Extracted entries Start Marker
PR #23765, opened 2023-08-14
Improve the combo sample

PBfordev:
In the dialog, create the controls put in the static box sizer with the sizer's static box as the parent instead of the dialog.

Improve appearance of custom drawn items in dark mode.

Could be backported to 3.2.


vadz:
Thanks, will merge soon!

PBfordev:
Please don't merge ATM, I will change the code in one place to use `wxSystemSettings::SelectLightDark()`.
Extracted entries End Marker
Problem statement: Each line in the listing either holds the word "Improve" or does not. Report how many do, as a bare number.

Exercise output: 2